Table 5.3. Properties of `Relationship`
Property	Description
`RelationshipType`	Defines the rules for modifying the key value of a member of related attribute. This property can be set to one of the two values:
	`Rigid`: The key value of the related attribute and current attribute are bound together and can’t change without a full reprocessing of the dimension. In our example, `Gender` can be defined as a dependent attribute with a rigid relationship, because it won’t change in the dimension.
	`Flexible`: The key of a dependent attribute, and therefore the whole member of the dependent attribute, can be changed at any time. In our example, the `Marital Status` property is a dependent attribute with a flexible relationship because it will periodically change (unfortunately).
`Cardinality`	Defines the nature of the relationship of the key of related attributes when those members are used as member properties.
	`One-to-One`: There is one (and only one) member of the current attribute that relates to each member of the related attribute. For example, if we were associating the names of months with the numbers that represent their order in the year, we would have a one-to-one relationship.
	`One-to-Many`: One of the members of the related attribute can be used as a property of various members from the current attribute. For example, member `Married` from attribute `Marital Status`, can be applied to many members of `Customer` attribute. One-to-many cardinality is much more frequently used than one-to-one.
`Optionality`	Defines the relationship of sets of members in the related attribute and in the current attribute. You can’t set this property through the Dimension Editor; use DDL.
	`Mandatory`: For each member of the related attribute, there is at least one member of the current attribute that references that member. For example, each state has to have at least one city.
	`Optional`: For some of the members of the related attribute, there might not be any member of the current attribute that references that attribute. For example, there are cities that don’t have any stores.
`Name` and `Translations`	When the related attribute is used as a member property of the current attribute, usually the name of the property of the current attribute is the same as the name of the related attribute. For example, when the `Gender` attribute is used as a property of the `Customer` attribute, we say that the `Customer` attribute has a property, `Gender`. However, if we want the property of the `Customer` attribute to be known as `Sex` rather than `Gender`, we define the name in the relationship as “Sex.”
`Visibility`	Determines whether the related attribute is accessible to the user as a member property for the current attribute.
	`False:` The related attribute can’t be used as a member property of the current attribute.
	`True`: The user can access the related attribute as a member property of the current attribute.

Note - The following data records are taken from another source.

PR #70, opened 2019-04-03
Blackbox jean

beamalsky:
## Overview

Add Jean to blackbox and drop beamalsky@gmail.com (expired; GPG Keychain shows I've renewed it successfully but I couldn't get blackbox to recognize that) in favor of beamalsky@datamade.us


jeancochrane:
@beamalsky I'm going to go ahead and merge this so I can keep moving, hope that's OK!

In Figure 5.3 you can see a diagram of the Customer dimension that shows the relationships of attributes and the properties of those relationships:

In terms of Type, you can see a Rigid relationship, indicated by a solid line, between Customer ID and Gender.
A Flexible type is indicated by a dotted line. You can see a Flexible relationship between Customer ID and Marital Status.
In terms of Cardinality, One-to-Many is indicated by a triangle in the middle of the relationship line. You have a one-to-many relationship for most attribute relationships.
A One-to-One cardinality is indicated by a diamond in the middle of the line. There is only one example of a one-to-one relationship, that between the Customer ID and Address attributes. (That’s true in our FoodMart 2008 database, although in reality you could have two customers who live at the same address.)
A Mandatory relationship is indicated by a V sign and the end of a line. You can see a mandatory relationship between the City and State Province attributes.
An Optional relationship (most of the relationships in Figure 5.3 ) is indicated by an absence of symbols.

Figure 5.3. The Customer dimension has different attributes with different types of relationships.